Edited on Mon Jan-07-08 02:05 AM by UncleSepp
What the hell am I watching on NBC? They've interviewed a couple of young transgendered women, all of whom had difficult childhoods, problem fathers, and families who reject them. Then, they segue into what appear to be drag houses, and how "the house father of house X says he is supportive of his daughters, but many say there are house fathers who take sexual liberties with their charges..."

It's twenty minutes at least into this show, but it appears as if this is what the show is going to be.

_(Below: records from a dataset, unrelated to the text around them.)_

PR #209, opened 2016-11-30
gazelle: add ability to write # gazelle:ignore

pmbethe09:


go/tools/gazelle/merger/merger.go
```diff
@@ -26,7 +26,10 @@ import (
 	bzl "github.com/bazelbuild/buildifier/core"
 )
 
-const keep = "# keep" // marker in srcs or deps to tell gazelle to preserve.
+const (
+	gazelleIgnore = "gazelle:ignore" // marker in a BUILD file to ignore it.
```
wlynch: Lets document these features in the README.

go/tools/gazelle/merger/merger.go
```diff
@@ -51,6 +54,13 @@ func MergeWithExisting(newfile *bzl.File) (*bzl.File, error) {
 	if err != nil {
 		return nil, err
 	}
+	for _, s := range f.Stmt {
+		for _, c := range s.Comment().After {
+			if strings.Contains(c.Token, gazelleIgnore) {
```
wlynch: Do you want this to match if it maps to anything in the comment string, or should this be a prefix match instead?

pmbethe09: good idea

Issue #211, opened 2016-12-01
Compile actions should include the intended import path


creachadair:
The [Kythe](http://kythe.io/) tools need to keep track of the (putative) import path of each library being built. It would thus be very helpful if the `go tool compile` invocation included the `-p` flag. I believe the patch below is sufficient to add this.

Absent this, we have to recover that information by various disgusting string hackery, which is further complicated by `go_prefix`, and thus very brittle.

Better still would be if the `-o` output path already had the correct layout for the import mechanism to recognize it—I think that would permit most of the noise in the response file to be removed (the symlink forest is especially pernicious).

```diff --git a/go/def.bzl b/go/def.bzl
index baf535a..fdf6344 100644
--- a/go/def.bzl
+++ b/go/def.bzl
@@ -200,7 +200,8 @@ def emit_go_compile_action(ctx, sources, deps, out_lib, extra_objects=[]):
       ('../' * out_depth) + ctx.file.go_tool.path,
       "tool", "compile",
       "-o", ('../' * out_depth) + out_lib.path, "-pack",
-      "-I", "."
+      "-I", ".",
+      "-p", _go_importpath(ctx),
   ]
 
   # Set -p to the import path of the library, ie.
```

pmbethe09:
SGTM, do you want to send out a PR and assign to me?

creachadair:
Sure, will do, thanks. I'll start with the smaller part. I'd also like to see if we can eliminate the symlink forest, but I'll need to do more extensive testing for that. :)

PR #212, opened 2016-12-01
Set the import path in go tool compile invocations (#211).

creachadair:
This change permits tools to discover the nominal import path attributed to the
package being built, even if the actual paths don't match the standard layout.

### DIFF
--- a/go/def.bzl
+++ b/go/def.bzl
@@ -200,7 +200,8 @@ def emit_go_compile_action(ctx, sources, deps, out_lib, extra_objects=[]):
       ('../' * out_depth) + ctx.file.go_tool.path,
       "tool", "compile",
       "-o", ('../' * out_depth) + out_lib.path, "-pack",
-      "-I", "."
+      "-I", ".",
+      "-p", _go_importpath(ctx),
   ]
 
   # Set -p to the import path of the library, ie.


bazel-io:

creachadair:
@pmbethe09 I'm not sure how to assign this to you per your request, but here is the PR we discussed.

pmbethe09:
Jenkins, test this please.

pmbethe09:
Looks like no good.
"github.com/bazelbuild/rules_go/bazel-out/local-fastbuild/bin/go/tools/filter_tags/filter_tags_test_main_test.go:8: import "github.com/bazelbuild/rules_go/go/tools/filter_tags/filter_tags_test" while compiling that package (import cycle)"

creachadair:
Hmm. Okay, I guess back to the drawing board for now.

Out of curiosity, is there any design doc for these rules floating around? A lot of this feels very contrary to the way the Go native build tools are intended to work, and I'm hoping to understand the rationale for this rule-architecture a little better.

pmbethe09:
IS https://github.com/bazelbuild/rules_go/pull/410 useful for what you were trying to do?

creachadair:
I can't really tell. I don't see any working examples (are there tests somewhere that I missed?)

I wound up reverse-transcribing the fiddly symlink forest that the current rules generate, from the contents of the response file it uses for the tool invocation. That worked well enough that I stopped looking for a better solution. I assume I'm going to have to throw it all out anyway once the new rules land.

creachadair:
Sorry I left this open; I don't intend to pursue it any further at this point.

Yes, of course these ladies have genuine stories. Yes, for them, this *is* what it's all about. However, I have to give NBC a big WTF so far. I could put together a show of just as many transfolk, men and women, who are all geeks with accepting families who went into IT and ended up at Microsoft. It would be just as true for that set.

Where's the diversity? Where are the transwomen who aren't twentysomething? Where are the college professors and the geeks? Where are the moms? Hell, where are the transmen? At least on this show, the majority of the transwomen aren't white.... wait. I'm not so sure that's a good thing. Is that another part of the angle?

Ugh. This show is a train wreck.

Edit: Oh man. Now, it's "The job market for transgendered women is often so difficult that they turn to prostitution..."
Edit again: Hey, what do you know! One of the transgendered women had a boyfriend who was a transman.
Edit once more: Ugh. They closed with a house father saying "The percentage rate of a successful transgender woman is very slim."
Last edit, I swear: They did have an earlier episode on transmen. It looks like the episode on transmen might have been a little better, at least a little less frivolous than the one on transwomen.

MSNBC debuts two new episodes of “Born in the Wrong Body.” The first part, “Girls Will Be Boys,” premiering Sunday, Dec. 23 at 9 p.m. ET, takes an intimate look at three adult biological females who have been living their lives as men and the path they take towards making their bodies match the gender they believe they are. MSNBC cameras are with Mac, Patric, and Eric as they prepare for their final gender reassignment surgeries, in the operating room during their surgeries, and on their home turf several weeks afterward. “Girls Will Be Boys” takes a look at the mental anguish often suffered by “transmen” (transgender female-to-males) from childhood on, the agonizing difficulties they face, and the triumph of finally getting their bodies to match their minds. The second hour, “On the Edge,” airing Thursday, Dec. 27 at 11 p.m. ET/PT, delves into the transgender “Ballroom” scene in New York. It’s a world unto its own – a wild and spectacular scene where transgender people are in their element – and celebrated for who they are. But the over-the-top clothes and party atmosphere belie the serious problems that pursue transgender people in the everyday world. This episode follows four “transwomen” (transgender men-to-women) who walk on the edge of living life fully while being pushed to the edge of society.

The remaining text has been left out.